Automate data cleaning and processing:

Cleaning CSV Data
import csv

def clean_csv(input_file, output_file):
    """Remove empty rows and clean data"""
    cleaned_rows = []
    
    with open(input_file, 'r') as infile:
        reader = csv.reader(infile)
        for row in reader:
            # Skip empty rows
            if any(cell.strip() for cell in row):
                # Clean whitespace from each cell
                cleaned_row = [cell.strip() for cell in row]
                cleaned_rows.append(cleaned_row)
    
    # Write cleaned data
    with open(output_file, 'w', newline='') as outfile:
        writer = csv.writer(outfile)
        writer.writerows(cleaned_rows)
    
    print(f"Cleaned {len(cleaned_rows)} rows")

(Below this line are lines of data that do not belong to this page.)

PR #1043, opened 2018-02-12
restart monitor and environment thread if they die

### LINKED ISSUE #1041: Ensure the Monitor Thead does not Die
The monitoring thread is not (ironically) not monitored.  There have been cases where VMs stop sending telemetry data, which is the responsibility of the monitoring thread.  The working theory is the thread died, and was not automatically restarted.

boumenot:
Closes #1041

### DIFF
--- a/azurelinuxagent/ga/monitor.py
+++ b/azurelinuxagent/ga/monitor.py
@@ -94,13 +94,19 @@ class MonitorHandler(object):
         self.osutil = get_osutil()
         self.protocol_util = get_protocol_util()
         self.sysinfo = []
+        self.event_thread = None
 
     def run(self):
         self.init_sysinfo()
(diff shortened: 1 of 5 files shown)


azurelinuxagent/ga/monitor.py
```diff
@@ -94,13 +94,19 @@ def __init__(self):
...
         self.init_sysinfo()
+        self.restart()
 
-        event_thread = threading.Thread(target=self.daemon)
-        event_thread.setDaemon(True)
-        event_thread.start()
+    def is_alive(self):
+        return self.event_thread.is_alive()
+
+    def restart(self):
```
hglkrijger: `restart` implies stop/start (to me anyway), perhaps just `start` or similar

PR #1044, opened 2018-02-12
reduce enable calls

### LINKED ISSUE #944: Reduce enable calls
On an already running VM with a running guest agent, we should change goal-state processing such that we *only* call Enable on extensions if there is an actual config change for that particular extension. 

For example, if a running VM has 3 extensions (A, B and C), if a goal-state update comes down where no extension config changes, then no Enable should be called.  If a goal-state update comes down where the config changes only for B, then Enable should only be called on B, but not on A and C.  

Upon a re-start of the guest agent, we should call Enable again on all extensions once.

boumenot:
Closes #944

### DIFF
--- a/azurelinuxagent/ga/exthandlers.py
+++ b/azurelinuxagent/ga/exthandlers.py
@@ -91,6 +91,7 @@ def parse_ext_substatus(substatus):
     status.message = parse_formatted_message(formatted_message)
     return status
 
+
 def parse_ext_status(ext_status, data):
     if data is None or len(data) is None:
         return
@@ -117,6 +118,7 @@ def parse_ext_status(ext_status, data):
     for substatus in substatus_list:
         if substatus is not None:
             ext_status.substatusList.append(parse_ext_substatus(substatus))
+
 
 # This code migrates, if it exists, handler state and status from an
 # agent-owned directory into the handler-owned config directory
@@ -178,6 +180,7 @@ class ExtHandlersHandler(object):
         self.log_report = False
         self.log_etag = True
         self.log_process = False
+        self._global_enabled_forced = False # Extensions are always enabled on first start of the agent.
 
         self.report_status_error_state = ErrorState()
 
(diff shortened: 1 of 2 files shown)


boumenot:
This change is not ready for merging.  There is a lack of any unit tests to validate the change. I would still like feedback about the approach, which is fairly small change.

azurelinuxagent/ga/exthandlers.py
```diff
@@ -178,6 +180,7 @@ def __init__(self):
         self.log_report = False
         self.log_etag = True
         self.log_process = False
+        self._global_force_enable = True # Extensions are always enabled on first start of the agent.
```
hglkrijger: I would probably flip this flag so the default value matches the default state, e.g. extension_enabled

azurelinuxagent/ga/exthandlers.py
```diff
@@ -784,6 +797,30 @@ def download(self):
...
+
+        The previous behavior was to call enable every time a goal state was received by the agent.  This
+        means the agent is calling more than is necessary, and while this has always been true it tends
+        to be problematic.  There have been bugs in extensions where re-execution caused bad problems for
+        customers.  The behavior is being changed, while still maintaining the existing extension contract,
+        in an attempt to mitigate some of these extensions bugs.  This also has the side effect of ensuring
+        logged enable commands actually correspond to a real enable.
+        """
+
+        should_enable_test = False
```
hglkrijger: Might be safer to default to match existing behavior, and flip the check

boumenot:
I am excited by your enthusiasm with my work. 😀 

>in general I think the approach is ok

boumenot:
I am putting this PR on hold for now.  We have reports of another extension that relies on this behavior, so our goal reducing enables may not be feasible.

boumenot:
Our idea of reducing enable calls does not sound viable.  Extensions rely on enable being called during extension upgrades, which is the big reason we wanted to make this change in the first place.  We can revisit this change later, but for now I am closing it.

PR #1052, opened 2018-02-23
Add and sort on extension dependency property

uiri:


azurelinuxagent/common/protocol/wire.py
```diff
@@ -1414,6 +1414,12 @@ def parse_plugin(self, plugin):
         ext_handler.properties.upgradeGuid = getattrib(plugin, "upgradeGuid")
         if not ext_handler.properties.upgradeGuid:
             ext_handler.properties.upgradeGuid = None
+
+        try:
+            ext_handler.properties.dependencyLevel = int(getattrib(plugin, "dependencyLevel"))
+        except ValueError:
+            ext_handler.properties.dependencyLevel = None
```
boumenot: Is there a need to propagte None?  If we just set it to a low value (0 or -1 or ...) we can lose the None checks in other parts of the code, right?

tests/ga/test_extension.py
```diff
@@ -381,6 +382,71 @@ def test_ext_handler_no_ext(self, *args):
...
+
+        #Test goal state changed
+        test_data.goal_state = test_data.goal_state.replace("<Incarnation>1<",
+                                                            "<Incarnation>2<")
+        test_data.ext_conf = test_data.ext_conf.replace("seqNo=\"0\"",
+                                                        "seqNo=\"1\"")
+        test_data.ext_conf = test_data.ext_conf.replace("dependencyLevel=\"2\"",
+                                                        "dependencyLevel=\"3\"")
+        test_data.ext_conf = test_data.ext_conf.replace("dependencyLevel=\"1\"",
+                                                        "dependencyLevel=\"4\"")
```
boumenot: Is there a test for dependencyLevel not being set, or are we covered by existing tests?  Is there a test case where this value is defined for some extensions and not others?  Is that even possible?

uiri: We are covered by existing tests for the case where it is not set on any extensions.

I do not think it is possible for the value to be defined for some but not others based on the way the attribute gets serialized to the agent.

azurelinuxagent/common/protocol/wire.py
uiri: None gets treated as 0 anyways, so I don't see why not.

azurelinuxagent/common/protocol/restapi.py
```diff
@@ -178,6 +179,14 @@ def __init__(self, name=None):
         self.properties = ExtHandlerProperties()
         self.versionUris = DataContractList(ExtHandlerVersionUri)
 
+    def sort_key(self):
+        level = self.properties.dependencyLevel
+        if level is None:
+            level = 0
+        if self.properties.state != u"enabled":
+            level = (0 - level) - 1
```
savyasachisamal: Would be good to have a comment here. I didn't understand the reason for (0 - level) -1.

PR #1057, opened 2018-03-03
Fix bug regarding downgrade

uiri:
Instead of raising an exception, log and report an error if updating an
exception would be a downgrade.

### DIFF
--- a/azurelinuxagent/ga/exthandlers.py
+++ b/azurelinuxagent/ga/exthandlers.py
@@ -390,7 +390,12 @@ class ExtHandlersHandler(object):
         old_ext_handler_i = ext_handler_i.get_installed_ext_handler()
         if old_ext_handler_i is not None and \
            old_ext_handler_i.version_gt(ext_handler_i):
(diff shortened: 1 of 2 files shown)


azurelinuxagent/ga/exthandlers.py
```diff
@@ -390,7 +390,12 @@ def handle_enable(self, ext_handler_i):
         old_ext_handler_i = ext_handler_i.get_installed_ext_handler()
         if old_ext_handler_i is not None and \
            old_ext_handler_i.version_gt(ext_handler_i):
-            raise ExtensionError(u"Downgrade not allowed")
```
boumenot: Can you implement a test case for this?  I would like to capture this behavior, and ensure people know it is defined.

boumenot:
I will issue a hotfix with this change.  This better aligns the Linux GA and the Windows GA.  The Windows GA treats downgrades as a no-op essentially. 

The fact that we got into this state is another concern that is being pursued internally.

PR #1061, opened 2018-03-09
Report extension status for disallowed downgrade

uiri:
Fix a bug in #1057

### DIFF
--- a/azurelinuxagent/ga/exthandlers.py
+++ b/azurelinuxagent/ga/exthandlers.py
@@ -392,6 +392,8 @@ class ExtHandlersHandler(object):
            old_ext_handler_i.version_gt(ext_handler_i):
             msg = "Downgrade is not allowed. Skipping install and enable."
             ext_handler_i.logger.error(msg)
+            ext_handler_i.set_handler_state(ExtHandlerState.Enabled)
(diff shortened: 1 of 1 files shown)


azurelinuxagent/ga/exthandlers.py
```diff
@@ -392,6 +392,8 @@ def handle_enable(self, ext_handler_i):
            old_ext_handler_i.version_gt(ext_handler_i):
             msg = "Downgrade is not allowed. Skipping install and enable."
```
boumenot: Is this message accurate based on your change?

azurelinuxagent/ga/exthandlers.py
```diff
@@ -392,6 +392,8 @@ def handle_enable(self, ext_handler_i):
...
             ext_handler_i.logger.error(msg)
```
boumenot: This should be info or a verbose, but not an error.

azurelinuxagent/ga/exthandlers.py
uiri: Yes. This block hits a return statement at line 399. The install and enable logic is from lines 401 to 420 in this function.

boumenot:
LGTM.  Any more concerns, or are you ready to merge?

PR #1063, opened 2018-03-10
Hotfix 2.2.23

uiri:
Downgrade bug hotfix.


boumenot:
I will fix the test in the branch after this is merged.  This is known to have issues because it hard code the agent version, and makes static assumptions. I was going to fix this for 2.2.23, but we have another issue to hotfix.

PR #1068, opened 2018-03-15
Create scripts/tests.sh and add scripts/pre-commit symlink

uiri:
Travis uses this tests script now. I added a symlink for the pre-commit
hook but this could be changed to a script which does stuff other than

clean_csv('data.csv', 'cleaned_data.csv')

Common Automation Tasks

Examples of tasks you can automate:

1

File Organization

Sort files by type, date, or name automatically

2

Data Processing

Clean, transform, and analyze data in batches

3

Email Sending

Send automated reports or notifications

4

Web Scraping

Collect data from websites automatically

5

Backup Tasks

Automatically backup files and folders

6

Report Generation

Create and send reports automatically

Automation Best Practices

Follow these guidelines when automating tasks:

Best Practices

  • Test first: Test your script on a small sample before running on all files
  • Backup data: Always backup important data before automating changes
  • Error handling: Use try/except blocks to handle errors gracefully
  • Logging: Log what your script does for debugging
  • Dry run: Add a "dry run" mode to preview changes without making them
  • Documentation: Document what your script does and how to use it
Safe Automation with Error Handling
import os
from pathlib import Path

def safe_rename_files(directory, prefix='new_', dry_run=True):
    """Safely rename files with error handling"""
    files = [f for f in os.listdir(directory) 
             if os.path.isfile(os.path.join(directory, f))]
    
    for i, filename in enumerate(files, start=1):
        try:
            file_path = Path(directory) / filename
            extension = file_path.suffix
            new_name = f"{prefix}{i:03d}{extension}"
            new_path = Path(directory) / new_name
            
            if dry_run:
                print(f"[DRY RUN] Would rename {filename} to {new_name}")
            else:
                os.rename(file_path, new_path)
                print(f"Renamed {filename} to {new_name}")
        except Exception as e:
            print(f"Error renaming {filename}: {e}")

# Test with dry run first
safe_rename_files('.', prefix='backup_', dry_run=True)

Practice: File Automation

Try It Yourself

Try simulating file automation:

Press Run to see output

What happened? You simulated organizing files by their extension. In a real automation script, you would use os.listdir() and shutil.move() to actually organize files.

Summary

In this lesson, you learned:

  • Automation: Using code to perform repetitive tasks
  • Benefits: Saves time, reduces errors, works continuously
  • File automation: Organizing and processing files
  • Data automation: Processing and cleaning data
  • Task automation: Automating workflows

Remember

If you find yourself doing the same task repeatedly, consider automating it! Start with simple scripts and build up to more complex automation.

End-of-Lesson Exercises

Think about these questions to reinforce what you've learned:

Exercise 1: Automation

What is automation and why is it useful? Give examples of repetitive tasks that could be automated.

Exercise 2: Automation Ideas

What repetitive tasks do you do that could be automated?